Por momentos perdía la noción de la cantidad de pasos que había caminado desde que había salido de su casa y la recuperaba cuando el dolor de las pantorrillas le imprimía muecas en la cara. Mil novecientos veintitres. Moldes 1923. A unos 20 metros de la esquina de Sucre.

Se volvía a encontrar en esa esquina donde al salir del trabajo encendía un pucho y pensaba qué iba a hacer de comer esa noche. Comenzaba a llover de nuevo. Qué irónico. El agua de lluvia era dulce, pero tenía las lágrimas agrias de rimmel.

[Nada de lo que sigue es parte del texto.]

PR #2397, opened 2019-11-04
[TrapFocus] Focus should stay within the container

LauraAubin:

This PR is fixing `TrapFocus` so that focus remains within a designated container.

The focus flow on each press of tab works like,

> focus container -> focus first element -> focus second element(last element) -> focus first element -> focus second element -> etc

Instead of returning focus back to the container.
 
<kbd></kbd>

### How to 🎩

Use Storybook. Open up a modal and press tab. Once you reach the last element, the next tab should focus the first element in the modal.

### 🎩 checklist

### DIFF
--- a/src/components/Focus/Focus.tsx
+++ b/src/components/Focus/Focus.tsx
@@ -1,3 +1,7 @@
+/*
+`Focus` will automatically focus the first focusable element that it finds in it's children when it is mounted, unless the user specified an `autoFocus` element.
+*/
+
 import React from 'react';
 import {focusFirstFocusableNode} from '@shopify/javascript-utilities/focus';
 import isEqual from 'lodash/isEqual';
--- a/src/components/Focus/Focus.tsx
+++ b/src/components/Focus/Focus.tsx
@@ -1,7 +1,3 @@
-/*
-`Focus` will automatically focus the first focusable element that it finds in it's children when it is mounted, unless the user specified an `autoFocus` element.
-*/
-
 import React from 'react';
 import {focusFirstFocusableNode} from '@shopify/javascript-utilities/focus';
 import isEqual from 'lodash/isEqual';
--- a/src/components/TrapFocus/TrapFocus.tsx
+++ b/src/components/TrapFocus/TrapFocus.tsx
@@ -93,7 +93,7 @@ export class TrapFocus extends React.PureComponent<TrapFocusProps, State> {
       event.preventDefault();
 
       if (event.srcElement === findFirstFocusableNode(focusTrapWrapper)) {
-        return focusLastFocusableNode(focusTrapWrapper);
+        return write(() => focusLastFocusableNode(focusTrapWrapper));
       }
       const firstNode = findFirstFocusableNode(focusTrapWrapper) as HTMLElement;
       write(() => focusFirstFocusableNode(firstNode));
--- a/src/components/TrapFocus/TrapFocus.tsx
+++ b/src/components/TrapFocus/TrapFocus.tsx
@@ -1,10 +1,20 @@
+/*
+A component which allows you to trap keyboard focus inside of a container.
+
+TrapFocus internally employs `Focus` to focus it's first focusable child on mount.
+
+Whenever a `blur` event occurs that would take the user outside the trap, we reset to the first focusable child.
+
+If you want to cease trapping focus, simply cease rendering the trap.
+*/
+
 import React from 'react';
-import {closest} from '@shopify/javascript-utilities/dom';
 import {
   focusFirstFocusableNode,
   findFirstFocusableNode,
   focusLastFocusableNode,
 } from '@shopify/javascript-utilities/focus';
+import {write} from '@shopify/javascript-utilities/fastdom';
 
 import {EventListener} from '../EventListener';
 import {Focus} from '../Focus';
@@ -44,7 +54,7 @@ export class TrapFocus extends React.PureComponent<TrapFocusProps, State> {
 
     return (
       <Focus disabled={this.shouldDisable} root={this.focusTrapWrapper}>
-        <div ref={this.setFocusTrapWrapper}>
+        <div ref={this.setFocusTrapWrapper} style={{background: 'salmon'}}>
           <EventListener event="focusout" handler={this.handleBlur} />
           {children}
         </div>
@@ -68,25 +78,31 @@ export class TrapFocus extends React.PureComponent<TrapFocusProps, State> {
   };
 
   private handleBlur = (event: FocusEvent) => {
-    const {relatedTarget} = event;
-    const {focusTrapWrapper} = this;
+    const {relatedTarget: currentTarget} = event;
+    const {focusTrapWrapper} = this; // the div around the modal
     const {trapping = true} = this.props;
 
-    if (relatedTarget == null || trapping === false) {
-      return;
+    if (currentTarget == null || trapping === false) {
+      // do nothing
+      // return;
     }
 
+    // if we have declared a container
+    // and the currently selected element is outside of that container
+    // and the current target has no parent with the `data-polaris-overlay` property
     if (
       focusTrapWrapper &&
-      !focusTrapWrapper.contains(relatedTarget as HTMLElement) &&
-      !closest(relatedTarget as HTMLElement, '[data-polaris-overlay]')
+      !focusTrapWrapper.contains(currentTarget as HTMLElement) // &&
+      // !closest(currentTarget as HTMLElement, '[data-polaris-overlay]')
     ) {
       event.preventDefault();
 
       if (event.srcElement === findFirstFocusableNode(focusTrapWrapper)) {
+        // !!
         return focusLastFocusableNode(focusTrapWrapper);
       }
-      focusFirstFocusableNode(focusTrapWrapper);
+      const firstNode = findFirstFocusableNode(focusTrapWrapper) as HTMLElement;
+      write(() => focusFirstFocusableNode(firstNode));
     }
   };
 }
--- a/src/components/TrapFocus/TrapFocus.tsx
+++ b/src/components/TrapFocus/TrapFocus.tsx
@@ -82,8 +82,8 @@ export class TrapFocus extends React.PureComponent<TrapFocusProps, State> {
     const {focusTrapWrapper} = this;
     const {trapping = true} = this.props;
 
-    if (currentTarget == null || trapping === false) {
-      // return;
+    if (trapping === false) {
+      return;
     }
 
     if (
--- a/src/components/TrapFocus/TrapFocus.tsx
+++ b/src/components/TrapFocus/TrapFocus.tsx
@@ -1,13 +1,3 @@
-/*
-A component which allows you to trap keyboard focus inside of a container.
-
-TrapFocus internally employs `Focus` to focus it's first focusable child on mount.
-
-Whenever a `blur` event occurs that would take the user outside the trap, we reset to the first focusable child.
-
-If you want to cease trapping focus, simply cease rendering the trap.
-*/
-
 import React from 'react';
 import {
   focusFirstFocusableNode,
--- a/src/components/TrapFocus/TrapFocus.tsx
+++ b/src/components/TrapFocus/TrapFocus.tsx
@@ -54,7 +54,7 @@ export class TrapFocus extends React.PureComponent<TrapFocusProps, State> {
 
     return (
       <Focus disabled={this.shouldDisable} root={this.focusTrapWrapper}>
-        <div ref={this.setFocusTrapWrapper} style={{background: 'salmon'}}>
+        <div ref={this.setFocusTrapWrapper}>
           <EventListener event="focusout" handler={this.handleBlur} />
           {children}
         </div>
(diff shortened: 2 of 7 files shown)


src/components/Focus/Focus.tsx
```diff
@@ -1,3 +1,7 @@
+/*
+`Focus` will automatically focus the first focusable element that it finds in it's children when it is mounted, unless the user specified an `autoFocus` element.
+*/
```
LauraAubin: This definition, and the one for `TrapFocus` used to live in a readme file that was removed. I'd like to resurface these since they really helped me how `Focus` and `TrapFocus` works.

src/components/TrapFocus/TrapFocus.tsx
```diff
@@ -68,25 +78,31 @@ export class TrapFocus extends React.PureComponent<TrapFocusProps, State> {
...
 
+    // if we have declared a container
+    // and the currently selected element is outside of that container
+    // and the current target has no parent with the `data-polaris-overlay` property
     if (
       focusTrapWrapper &&
-      !focusTrapWrapper.contains(relatedTarget as HTMLElement) &&
-      !closest(relatedTarget as HTMLElement, '[data-polaris-overlay]')
+      !focusTrapWrapper.contains(currentTarget as HTMLElement) // &&
+      // !closest(currentTarget as HTMLElement, '[data-polaris-overlay]')
```
LauraAubin: > "If we have a container, and the currently selected element is outside of that container, and the current target has no parent with the `data-polaris-overlay` property".

src/components/TrapFocus/TrapFocus.tsx
```diff
@@ -68,25 +78,31 @@ export class TrapFocus extends React.PureComponent<TrapFocusProps, State> {
...
     ) {
       event.preventDefault();
 
       if (event.srcElement === findFirstFocusableNode(focusTrapWrapper)) {
```
LauraAubin: When is this called?

src/components/TrapFocus/TrapFocus.tsx
```diff
@@ -68,25 +78,31 @@ export class TrapFocus extends React.PureComponent<TrapFocusProps, State> {
   };
 
   private handleBlur = (event: FocusEvent) => {
-    const {relatedTarget} = event;
-    const {focusTrapWrapper} = this;
+    const {relatedTarget: currentTarget} = event;
+    const {focusTrapWrapper} = this; // the div around the modal
```
LauraAubin: This is the `div` around the modal.

src/components/TrapFocus/TrapFocus.tsx
```diff
@@ -68,25 +78,25 @@ export class TrapFocus extends React.PureComponent<TrapFocusProps, State> {
...
 
     if (
       focusTrapWrapper &&
-      !focusTrapWrapper.contains(relatedTarget as HTMLElement) &&
-      !closest(relatedTarget as HTMLElement, '[data-polaris-overlay]')
+      !focusTrapWrapper.contains(currentTarget as HTMLElement)
     ) {
       event.preventDefault();
 
       if (event.srcElement === findFirstFocusableNode(focusTrapWrapper)) {
```
LauraAubin: When is this called?

src/components/TrapFocus/TrapFocus.tsx
```diff
@@ -68,25 +78,25 @@ export class TrapFocus extends React.PureComponent<TrapFocusProps, State> {
...
-      return;
+    if (currentTarget == null || trapping === false) {
+      // return;
     }
 
     if (
       focusTrapWrapper &&
-      !focusTrapWrapper.contains(relatedTarget as HTMLElement) &&
-      !closest(relatedTarget as HTMLElement, '[data-polaris-overlay]')
+      !focusTrapWrapper.contains(currentTarget as HTMLElement)
```
LauraAubin: > "If we have a container, and the currently selected element is outside of that container, and the current target has no parent with the data-polaris-overlay property".

src/components/TrapFocus/TrapFocus.tsx
```diff
@@ -68,25 +78,25 @@ export class TrapFocus extends React.PureComponent<TrapFocusProps, State> {
   };
 
   private handleBlur = (event: FocusEvent) => {
-    const {relatedTarget} = event;
+    const {relatedTarget: currentTarget} = event;
     const {focusTrapWrapper} = this;
```
LauraAubin: This is the `div` around the modal.

src/components/TrapFocus/TrapFocus.tsx
```diff
@@ -68,25 +78,25 @@ export class TrapFocus extends React.PureComponent<TrapFocusProps, State> {
...
 
-    if (relatedTarget == null || trapping === false) {
+    if (trapping === false) {
       return;
     }
 
     if (
       focusTrapWrapper &&
-      !focusTrapWrapper.contains(relatedTarget as HTMLElement) &&
-      !closest(relatedTarget as HTMLElement, '[data-polaris-overlay]')
```
LauraAubin: @AndrewMusgrave Do you think we need this line? I can't think of a situation when we would need to find an element with the property `data-polaris-overlay`?

src/components/Focus/Focus.tsx
dleroux: I'm not sure these comments are the best way to document these 🤔 . Do we know if the readme was removed because they were causing issues with the style guide? Wondering if jsdocs style comments like we use for hooks would make more sense.

src/components/TrapFocus/TrapFocus.tsx
```diff
@@ -1,10 +1,20 @@
+/*
+A component which allows you to trap keyboard focus inside of a container.
+
+TrapFocus internally employs `Focus` to focus it's first focusable child on mount.
+
+Whenever a `blur` event occurs that would take the user outside the trap, we reset to the first focusable child.
+
+If you want to cease trapping focus, simply cease rendering the trap.
+*/
+
```
dleroux: Again I think tests provide this description?

src/components/TrapFocus/TrapFocus.tsx
```diff
@@ -68,25 +78,25 @@ export class TrapFocus extends React.PureComponent<TrapFocusProps, State> {
   };
 
   private handleBlur = (event: FocusEvent) => {
-    const {relatedTarget} = event;
+    const {relatedTarget: currentTarget} = event;
```
dleroux: you probably just want to keep this as `relatedTarget`. Renaming it to currentTarget is a bit confusing since it isn't the curentTarget.

src/components/TrapFocus/TrapFocus.tsx
```diff
@@ -68,25 +78,25 @@ export class TrapFocus extends React.PureComponent<TrapFocusProps, State> {
...
     const {focusTrapWrapper} = this;
     const {trapping = true} = this.props;
 
-    if (relatedTarget == null || trapping === false) {
+    if (trapping === false) {
```
dleroux: Was the extra check causing issues? `relatedTarget == null || `

src/components/TrapFocus/TrapFocus.tsx
dleroux: Hard to tell because I couldn't find the original commit. But if it's not part of the issue I would leave it as to not introduce more issues. It is extra precaution.

src/components/Focus/Focus.tsx
AndrewMusgrave: Iirc we never had readmes. When I added these components we didn't want to expose them. Readme would be the place for these comments, if you want to add some documentation you could try adding a `README_INTERNAL.md` file or something along those lines. I'm *sort of* sure we only look for 'README.md'

src/components/TrapFocus/TrapFocus.tsx
AndrewMusgrave: ^

src/components/TrapFocus/TrapFocus.tsx
AndrewMusgrave: ➕ 1️⃣

src/components/TrapFocus/TrapFocus.tsx
AndrewMusgrave: We'll probably want to keep the check since `relatedTarget` can be `null`. We can slightly change it though. `relatedTarget instanceOf HTMLElement` we are also able to remove the type cast

src/components/TrapFocus/TrapFocus.tsx
AndrewMusgrave: I'm not sure tbh, `d-p-overlay` is legacy but were not 100% confident in removing it. As Dan mentioned it removing it required for this change?

src/components/TrapFocus/TrapFocus.tsx
```diff
@@ -68,25 +78,25 @@ export class TrapFocus extends React.PureComponent<TrapFocusProps, State> {
...
       focusTrapWrapper &&
-      !focusTrapWrapper.contains(relatedTarget as HTMLElement) &&
-      !closest(relatedTarget as HTMLElement, '[data-polaris-overlay]')
+      !focusTrapWrapper.contains(currentTarget as HTMLElement)
     ) {
       event.preventDefault();
 
       if (event.srcElement === findFirstFocusableNode(focusTrapWrapper)) {
-        return focusLastFocusableNode(focusTrapWrapper);
+        return write(() => focusLastFocusableNode(focusTrapWrapper));
```
AndrewMusgrave: For context, as I usually ask, why is RAF needed for this change?

src/components/Focus/Focus.tsx
LauraAubin: Yup it looks like the style guide is hardcoded to `readme.md`:

https://github.com/Shopify/polaris-styleguide/blob/dbc092cd68b0e4c90836995112403894fabc4e73/scripts/parseComponentTypes.js#L12

LauraAubin: FYI this is where I found the definitions https://github.com/Shopify/polaris-react/commit/633c4595880c21216d4cacf2323451b68ca2c79a#diff-475a76122fa5410d0a4098dbc54d3e09

src/components/TrapFocus/TrapFocus.tsx
LauraAubin: Removing it is not required for this change, though I was mostly hoping we could remove it if it was not being used as things appear to work fine without it. But we can keep it if we're not 100% confident in removing it.

src/components/TrapFocus/TrapFocus.tsx
LauraAubin: In find in some cases, `relatedTarget` can be `null` if the next focusable node is outside of the page content, like the browser search bar. In these cases, I think we still want to manage focus and avoid the early `return`.

src/components/TrapFocus/TrapFocus.tsx
```diff
@@ -72,21 +73,24 @@ export class TrapFocus extends React.PureComponent<TrapFocusProps, State> {
...
-    if (relatedTarget == null || trapping === false) {
+    if (trapping === false) {
       return;
     }
 
     if (
       focusTrapWrapper &&
       !focusTrapWrapper.contains(relatedTarget as HTMLElement) &&
-      !closest(relatedTarget as HTMLElement, '[data-polaris-overlay]')
+      (relatedTarget
```
LauraAubin: This ternary is doing the same thing as the previous check `relatedTarget == null`.

src/components/TrapFocus/TrapFocus.tsx
LauraAubin: Without it, focus seems to leave the window content, despite the active element being the first/last focusable node.

src/components/TrapFocus/TrapFocus.tsx
LauraAubin: @dleroux @AndrewMusgrave After checking with Devon, we do want to keep focus within the modal and prevent tabs from focusing browser elements (search bar, tabs). A user can always press the escape key, or navigate to the x button if they want to close the modal.

According to [this](https://www.w3.org/TR/wai-aria-practices/examples/dialog-modal/dialog.html) ARIA example, 

> When focus is on the last focusable element in the dialog, moves focus to the first focusable element in the dialog.

You can also see this in action here: https://svinkle.github.io/launchy/

That means we should keep the change to remove the check `relatedTarget == null ` so that in the case that focus leaves the window content making it null, we don't have an early return (since our focus logic comes after this check).

AndrewMusgrave: Still slightly worried about this, since `relatedTarget` has other situations where is can be null. We'll want a solid 🎩  in web when we 🚢 this.

src/components/TrapFocus/TrapFocus.tsx
AndrewMusgrave: `!relatedTarget || !closest(relatedTarget as HTMLElement, '[data-polaris-overlay]')`

Would this work as well rather than the nested conditionals?

AndrewMusgrave:
My second comment should also make code coverage pass as well 😄

src/components/TrapFocus/TrapFocus.tsx
LauraAubin: It's lovely 🎉

src/components/TrapFocus/tests/TrapFocus.test.tsx
```diff
@@ -92,21 +96,47 @@ describe('<TrapFocus />', () => {
...
 
-      trigger(trapFocus.find(EventListener), 'handler', event);
+      afterEach(() => {
+        rafSpy.mockRestore();
+      });
+
+      it('has one focusable node', () => {
+        trigger(trapFocus.find(EventListener), 'handler', {
+          ...event,
+          srcElement: findFirstFocusableNode(trapFocus.getDOMNode()),
```
LauraAubin: If there is one focusable node in a container, then the first and second element are the same so `srcElement` will be the first element in this test.

src/components/TrapFocus/tests/TrapFocus.test.tsx
```diff
@@ -92,21 +96,47 @@ describe('<TrapFocus />', () => {
...
+        });
+
+        expect(event.preventDefault).toHaveBeenCalled();
+      });
+
+      it('it has multiple focusable nodes', () => {
+        trigger(trapFocus.find(EventListener), 'handler', {
+          ...event,
+          srcElement: findLastFocusableNode(trapFocus.getDOMNode()),
```
LauraAubin: If there are **multiple** focusable nodes in a container, then the first and second element are _not_ the same so `srcElement` will be the last element in this test.

LauraAubin:
^ Addressed reviews and added some tests since last approval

Tuvo un flash de su adolescencia rebelde donde no usaba maquillaje y portaba una orgullosa media cresta. Ahora trabajaba en un banco y sintió la punzada histérica que deja el cambio al hacerse presente, de que la convivencia de ciertos detalles era imposible a esta altura. Y tropezó.

Rodó ebria sobre las rodillas y se dio cuenta lo al pedo que era llevar los zapatos en los pies. Se descalzó y sintió el barro como plastilina escurrirsele entre los dedos y sonrió. Tenía un recuerdo de la misma sensación en su infancia temprana, donde no había tanto problema, salvo un baño y un poco de gritos de mamá. Se miró el pantalón cuadrillé, todo embarrado y puteó para afuera. Nadie respondió.

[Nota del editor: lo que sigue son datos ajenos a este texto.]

PR #2401, opened 2019-11-05
[TextField] Should always have an aria-labelledby property

LauraAubin:

If the text field does not have a `prefix` or `suffix`, then it doesn't have an `aria-labelledby` value. Since `label` is a required prop on TextField, we will always have an id to link to.

Removing the check for an empty array since the labelledby property should have a value regardless if the `TextField` has a prefix or suffix.

### How to 🎩

- Open up Storybook
- Go to the "Modal with primary action" example
- Inspect the modal's TextField
- The TextField should have an `aria-labelledby` matching the label element.

image

- Notice the label's id `PolarisTextField2Label` on the input.

### 🎩 checklist

### DIFF
--- a/UNRELEASED.md
+++ b/UNRELEASED.md
@@ -14,4 +14,6 @@
 
 ### Code quality
 
+- Changed `aria-labelledby` to always exist on `TextField` ([#2401](https://github.com/Shopify/polaris-react/pull/2401))
+
 ### Deprecations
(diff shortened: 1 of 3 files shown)


dleroux:
🎩 works great! Just thinking we should probably add a test for this. Coverage is fine but this is not covered. What do you think?

LauraAubin:
Probably best to add a test so that this doesn't get changed in the future.

PR #2402, opened 2019-11-05
Add Kitchen sink and Details page stories

tmlayton:

Adds a Kitchen Sink story to the Playground stories. The Kitchen Sink ideally renders _every_ story on a single page, but quite a few stories need to be excluded due to fixed positioning layout and default open states. This is something we can add back in manually to the Kitchen Sink at a later time.

This story is useful for quickly checking global changes, specifically we are using it as we apply and test global theming.

Also adds a Details page story which functions similar to the kitchen sink, but is a crafted page vs a dump of every story.

kitchensink

### 🎩 checklist


tmlayton:
If we decide to move forward with this should we split it into its own bundle? Or maybe generate this story at runtime?

.storybook/config.js
```diff
@@ -109,7 +110,8 @@ function addPlaygroundStory() {
     .addParameters({
       chromatic: {disable: true},
     })
-    .add('Playground', () => <Playground />);
+    .add('Playground', () => <Playground />)
+    .add('Kitchen Sink', () => <KitchenSink />);
```
kaelig: 💅 For consistency with other component stories where the second word starts with a lowercase letter (Choice list, Button group…):
```suggestion
    .add('Kitchen sink', () => <KitchenSink />);
```

danrosenthal:
> If we decide to move forward with this should we split it into its own bundle

+4k is a big increase, so this might make sense

kaelig:
I'm not too concerned about the bundle size (242k -> 246k), however if there is a significant compilation time cost (slowing down `yarn dev` and hot reloading), it'd be good to know.

playground/stories.js
```diff
@@ -0,0 +1,70 @@
+export * from '../src/components/AccountConnection/README.md';
```
kaelig: Is this list manually generated?

BPScott: It is currently, but I've worked out a way to get this built out automatically, just waiting to demo it to Tim

UNRELEASED.md
```diff
@@ -14,6 +14,8 @@
 
 ### Documentation
 
+- Added a Kitchen Sink example to Storybook ([#2402](https://github.com/Shopify/polaris-react/pull/2402))
```
```suggestion
- Added a details page and kitchen sink example to Storybook ([#2402](https://github.com/Shopify/polaris-react/pull/2402))
```

PR #2404, opened 2019-11-06
[Color system] Update loading

tmlayton:
Addresses https://github.com/Shopify/polaris-ux/issues/345

### DIFF
--- a/src/components/Frame/Frame.scss
+++ b/src/components/Frame/Frame.scss
@@ -173,8 +173,11 @@ $skip-vertical-offset: rem(10px);
 
   @include frame-when-nav-displayed {
     .hasTopBar & {
-      top: top-bar-height();
-      z-index: z-index(loading-bar, $fixed-element-stacking-order);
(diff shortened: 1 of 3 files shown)


src/components/Frame/Frame.scss
```diff
@@ -173,8 +173,11 @@ $skip-vertical-offset: rem(10px);
 
   @include frame-when-nav-displayed {
     .hasTopBar & {
-      top: top-bar-height();
-      z-index: z-index(loading-bar, $fixed-element-stacking-order);
+      top: var(--p-override-zero, top-bar-height());
```
LauraAubin: Why are we overriding `rem(56px)` with 0?

danrosenthal: In the new design language, the `Loading` bar moves to the very top of the application. In current-form Polaris, it sits below the `TopBar`. Overriding to `0` moves it into that top position.

PR #2405, opened 2019-11-06
[color-transformers] Remove rgbToHsbl conversion rounding

ruairiphackett:

Fixes issue described here: https://github.com/Shopify/polaris-react/pull/2186#issuecomment-547455558

Added to a sub-branch of the branch [this PR](https://github.com/Shopify/polaris-react/pull/2186) is on.

This PR removes some rounding from the function used to convert `rgb` colours to `hsb`/`hsl`.

This is done to prevent an inaccuracy in the round trip conversion of `rgb`->`hsb`->`rgb`

cc @tleunen @apman


ruairiphackett:
@apman I tested this out on the value you mentioned in [your comment](https://github.com/Shopify/polaris-react/pull/2186#issuecomment-547455558) and got the same hex value `#ac4056` returned after the `rgb`->`hsb`->`rgb` roundtrip:

ruairiphackett:
Here's the conversion using the rounded values (using [this tool](https://www.rapidtables.com/convert/color/hsv-to-rgb.html)):

apman:
🎩looks great! (using this [Playground.txt](https://github.com/Shopify/polaris-react/files/3826875/Playground.txt) to check lots of values)

ruairiphackett:
Nice, thanks for the playground code @apman !

PR #2406, opened 2019-11-06
[Color system] write documentation

danrosenthal:


tmlayton:
Good first pass, we can adjust based on feedback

No se dio cuenta de lo sola que estaba físicamente hasta ese instante. Escuchó un colectivo a un par de cuadras que aceleraba y de nuevo silencio. Caminó unos metros más mientras pensaba en la imagen lamentable que nadie estaba apreciando, salvo ella. Se detuvo, sonrió nuevamente un poquito y siguió caminando.

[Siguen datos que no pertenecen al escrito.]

PR #2410, opened 2019-11-07
Update to latest chromatic package

BPScott:

Keeping up to date, making it easier to do new version bumps in the future now that we use their new package

Move from storybook-chroma to storybook-chromatic as the package is
being unified

### How to 🎩

See that the chroma GH check runs successfully

### DIFF
--- a/.circleci/config.yml
+++ b/.circleci/config.yml
@@ -32,7 +32,7 @@ jobs:
           paths:
             - node_modules
       - run: yarn run test:percy
-  chromaui:
+  chroma:
     docker:
       - image: circleci/node:10.13.0-browsers
     steps:
@@ -46,7 +46,7 @@ jobs:
           key: v3-npm-deps-{{ arch }}-{{ checksum "yarn.lock" }}-{{ checksum ".yarnclean" }}
           paths:
             - node_modules
-      - run: npx chroma publish --build-script-name='storybook:build'
+      - run: yarn run chromatic publish --build-script-name='storybook:build'
   a11y:
     docker:
       - image: circleci/node:10.13.0-browsers
@@ -69,5 +69,5 @@ workflows:
     jobs:
       - check
       - percy
-      - chromaui
+      - chroma
       - a11y
--- a/yarn.lock
+++ b/yarn.lock
@@ -974,10 +974,10 @@
   dependencies:
     regenerator-runtime "^0.13.2"
 
-"@babel/runtime@^7.0.0", "@babel/runtime@^7.1.2", "@babel/runtime@^7.1.6", "@babel/runtime@^7.3.1", "@babel/runtime@^7.4.2", "@babel/runtime@^7.4.5", "@babel/runtime@^7.5.0", "@babel/runtime@^7.5.5":
-  version "7.6.0"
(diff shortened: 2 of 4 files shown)


.circleci/config.yml
```diff
@@ -46,7 +46,7 @@ jobs:
           key: v3-npm-deps-{{ arch }}-{{ checksum "yarn.lock" }}-{{ checksum ".yarnclean" }}
           paths:
             - node_modules
-      - run: npx chroma publish --build-script-name='storybook:build'
+      - run: npx chromatic publish --build-script-name='storybook:build'
```
kaelig: Are we supposed to run this using npx? I thought this method was only recommended for projects that don't have the package listed in their dependencies?

yarn.lock
```diff
@@ -5580,13 +5599,30 @@ cssom@0.3.x, "cssom@>= 0.3.2 < 0.4.0":
   resolved "https://registry.yarnpkg.com/cssom/-/cssom-0.3.2.tgz#b8036170c79f07a90ff2f16e22284027a243848b"
   integrity sha1-uANhcMefB6kP8vFuIihAJ6JDhIs=
 
+cssom@^0.4.1:
+  version "0.4.1"
+  resolved "https://registry.yarnpkg.com/cssom/-/cssom-0.4.1.tgz#b24111d236b6dbd00cdfacb5ab67a20473381fe3"
+  integrity sha512-6Aajq0XmukE7HdXUU6IoSWuH1H6gH9z6qmagsstTiN7cW2FNTsb+J2Chs+ufPgZCsV/yo8oaEudQLrb9dGxSVQ==
+
+cssom@~0.3.6:
```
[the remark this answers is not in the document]
BPScott: yay transitive dependencies :p

.circleci/config.yml
BPScott: npx will check the local path and installed modules before downloading it, (as `npm run` only looks at scripts, it doesn't pick up binarys like `yarn run`).

I've changed this to `yarn run chromatic...` so we're consistently using yarn

.circleci/config.yml
```diff
@@ -32,7 +32,7 @@ jobs:
           paths:
             - node_modules
       - run: yarn run test:percy
-  chromaui:
+  chroma:
```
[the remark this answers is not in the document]
BPScott: Yeah it's a bit all over the place. Chroma is the company, they make Chromatic (the VRT tool) and the early-access thing ChromaUI (the hosted storybook tool, which just got VRT stuff too), they've decided that two products is silly so once they're done with the early access stuff the "ChromaUI" brand will go away and there will be one product "Chromatic 2.0" which does both storybook hosting and VRT - this explains why this PR changes from storybook-chroma to storybook-chromatic as they've already unified their package so they have one package that handles both products while they're split and eventually storybook-chroma shall go away.

I named this chroma so it matches the name of the check that they add that links to their site, which is "ci/chroma — 264 stories published."

.circleci/config.yml
BPScott: This was a copy+paste from their original docs. npx will check the local path and installed modules before downloading it, (as `npm run` only looks at scripts, it doesn't pick up binarys like `yarn run`) it's not just for if you've not got something in your deps.

I've changed this to `yarn run chromatic...` which is functionally the same as we install their package except now we're consistently using yarn

kaelig:
:shipit:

Se paró frente a la puerta de su antiguo trabajo y agarrando la baldosa correcta (ni tan grande como para que pese, ni tan chica como para que no pueda romper un vidrio) descargó toda la bronca contra la vidriera. Dio un grito eufórico al ver los vidrios astillarse y caer, y corrió lo más rápido que pudo hasta la parada. Una vez allí, agitada, vio un 151 furioso viajando la avenida y se sintió tranquila. En media hora, pensó, estaría haciendo mulliditos en su cama.